PR #168, opened 2017-01-27
We don't always get the most recent date, so we should display the pa…

crstalli:
…ge even if we dont get it

**What**
Page fails with a javascript error if the store doesn't have sales or if there is no most recent date when you click on the tab. WE should still show the template 

**Why**
We didn't think this wouldn't always be in the response. We will definitely need this when quarters roll over next week.

### DIFF
--- a/js/apps/thirdchannel/views/store_profile/sales/chart_breakdowns.js
+++ b/js/apps/thirdchannel/views/store_profile/sales/chart_breakdowns.js
@@ -4,19 +4,10 @@ define(function(require) {
         context = require('context'),
         c3 = require('c3'),
         Handlebars = require('handlebars'),
+        string_utils = require('thirdchannel/utils/string_utils'),
         HandlebarsTemplates = require('handlebarsTemplates');
 
     var defaultLegendColors = ["#F15F51", "#585E60", "#9FB2C0", "#A9BC4D"];
-
-    var titleizeString = function(text) {
-        if (text) {
-            return text.split(' ').map(function (s) {
-                return s.length <= 1 ? s.toUpperCase() : s.charAt(0).toUpperCase() + s.slice(1).toLowerCase();
-            }).join(" ");
-        } else {
-            return "";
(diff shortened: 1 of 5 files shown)


js/apps/thirdchannel/views/store_profile/sales/chart_breakdowns.js
```diff
@@ -9,9 +9,9 @@ define(function(require) {
     var defaultLegendColors = ["#F15F51", "#585E60", "#9FB2C0", "#A9BC4D"];
 
     var titleizeString = function(text) {
-        return text.split(' ').map(function(s){
+        return text ?  text.split(' ').map(function(s){
```
aliciasedlock: The logic is sound, but from a code organizational standpoint, not a big fan of doing all this logic as part of the return. Not really a blocker but it's a bit easier to digest what's happening now that this is a tad more complicated.

```
var titlizedText = label ? label.split(' ').map(function(s){...

return titlizedText;
```

js/apps/thirdchannel/views/store_profile/sales/report_layout.js
```diff
@@ -139,9 +139,13 @@ define(function(require) {
 
 
             //Title Case the labels
-            return label.split(' ').map(function(s){
-                return s.length <=1 ? s.toUpperCase() : s.charAt(0).toUpperCase() + s.slice(1).toLowerCase();
-            }).join(" ");
+            if (label) {
```
spullen: Can this be moved to a utility function, or if it's something that's being displayed on the page possibly move to a handlebars helper function

crstalli: Alicia and I looked in foliage and there is really no set of utils like this.

spullen: I'm saying you should add one since this is same code is being used in more than one place.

**Instructions to follow**
Line by line, the data should be returned exactly as written.

**Result of this task**
PR #168, opened 2017-01-27
We don't always get the most recent date, so we should display the pa…

crstalli:
…ge even if we dont get it

**What**
Page fails with a javascript error if the store doesn't have sales or if there is no most recent date when you click on the tab. WE should still show the template 

**Why**
We didn't think this wouldn't always be in the response. We will definitely need this when quarters roll over next week.

### DIFF
--- a/js/apps/thirdchannel/views/store_profile/sales/chart_breakdowns.js
+++ b/js/apps/thirdchannel/views/store_profile/sales/chart_breakdowns.js
@@ -4,19 +4,10 @@ define(function(require) {
         context = require('context'),
         c3 = require('c3'),
         Handlebars = require('handlebars'),
+        string_utils = require('thirdchannel/utils/string_utils'),
         HandlebarsTemplates = require('handlebarsTemplates');
 
     var defaultLegendColors = ["#F15F51", "#585E60", "#9FB2C0", "#A9BC4D"];
-
-    var titleizeString = function(text) {
-        if (text) {
-            return text.split(' ').map(function (s) {
-                return s.length <= 1 ? s.toUpperCase() : s.charAt(0).toUpperCase() + s.slice(1).toLowerCase();
-            }).join(" ");
-        } else {
-            return "";
(diff shortened: 1 of 5 files shown)


js/apps/thirdchannel/views/store_profile/sales/chart_breakdowns.js
```diff
@@ -9,9 +9,9 @@ define(function(require) {
     var defaultLegendColors = ["#F15F51", "#585E60", "#9FB2C0", "#A9BC4D"];
 
     var titleizeString = function(text) {
-        return text.split(' ').map(function(s){
+        return text ?  text.split(' ').map(function(s){
```
aliciasedlock: The logic is sound, but from a code organizational standpoint, not a big fan of doing all this logic as part of the return. Not really a blocker but it's a bit easier to digest what's happening now that this is a tad more complicated.

```
var titlizedText = label ? label.split(' ').map(function(s){...

return titlizedText;
```

js/apps/thirdchannel/views/store_profile/sales/report_layout.js
```diff
@@ -139,9 +139,13 @@ define(function(require) {
 
 
             //Title Case the labels
-            return label.split(' ').map(function(s){
-                return s.length <=1 ? s.toUpperCase() : s.charAt(0).toUpperCase() + s.slice(1).toLowerCase();
-            }).join(" ");
+            if (label) {
```
spullen: Can this be moved to a utility function, or if it's something that's being displayed on the page possibly move to a handlebars helper function

crstalli: Alicia and I looked in foliage and there is really no set of utils like this.

spullen: I'm saying you should add one since this is same code is being used in more than one place.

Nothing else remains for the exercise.